While ScrubBud has a consumer-facing platform, Andorsky said ScrubBud is not trying to compete with companies like Handy, which function as a central platforms for people looking for home services. ScrubBud will be mostly invisible to consumers, who will see just the individual page of the company they are hiring.

"The customer side of residential cleaning services is crowded, but there's nothing out there that integrates the entire cycle like we do," Andorsky said. "It's the recommendations that matter to these businesses."

"We've got users, we've got revenue, now we can start to scale up."

"We've spent most of our time at CSL on ScrubBud but it's all been incognito," said ScrubBud CEO Nate Andorsky. "CSL funded us to this point but now we're ready to spin off. We've got users, we've got revenue, now we can start to scale up."

Building this kind of company in D.C. is logical, Andorsky said, because of the nature of the cleaning market as much as the tech scene.

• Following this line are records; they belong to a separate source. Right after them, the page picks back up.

Issue #558, opened 2023-08-25
Potential segfault in the time crate


s-tar:
Hey! 

We use goose in our project and during `cargo deny check` we found out that goose use chrono dependency, which has security vulnerability. Here is detailed description:  https://rustsec.org/advisories/RUSTSEC-2020-0071

Solution is very simple: 
Update dependency for chrono to next
`chrono = { version = "0.4", default-features = false, features = ["clock"] }`

Do you mind to do that? Thanks.

Regards, Sergii.

PR #559, opened 2023-08-25
disable default chrono features, fix potential segfault in the time crate

jeremyandrews:
- fixes https://github.com/tag1consulting/goose/issues/558 
 - only enable required features from `chrono`, addressing https://rustsec.org/advisories/RUSTSEC-2020-0071

> A possible workaround for crates affected through the transitive dependency in chrono, is to avoid using the default oldtime feature dependency of the chrono crate by disabling its default-features and manually specifying the required features instead.

- source of the fix: https://github.com/chronotope/chrono/issues/602#issuecomment-1242149249

This fixes the following issue detailed [at the link above](https://rustsec.org/advisories/RUSTSEC-2020-0071):
> Unix-like operating systems may segfault due to dereferencing a dangling pointer in specific circumstances. This requires an environment variable to be set in a different thread than the affected functions. This may occur without the user's knowledge, notably in a third-party library.

### DIFF
--- a/CHANGELOG.md
+++ b/CHANGELOG.md
@@ -2,6 +2,7 @@
 
 ## 0.17.2-dev
  - [#557](https://github.com/tag1consulting/goose/pull/557) speed up user initialization on Linux
+ - [#559](https://github.com/tag1consulting/goose/pull/559) disable unnecessary features in chronos, avoid potential segfault in time crate: https://rustsec.org/advisories/RUSTSEC-2020-0071
 
 ## 0.17.1 August 17, 2023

"D.C. is ripe for this," Andorsky said. "There are high net worth areas, families where both parents are working. These are people who need cleaning services."

"D.C. is ripe for this."

And of course, there is a lot of money to be made in the world of residential cleaning."

"It's a $4.2 billion industry in the U.S.," Andorsky said. "And 96 percent of cleaning services have five employees or less. The market is very fragmented and we can give these mom and pop shops access to a lot of new customers."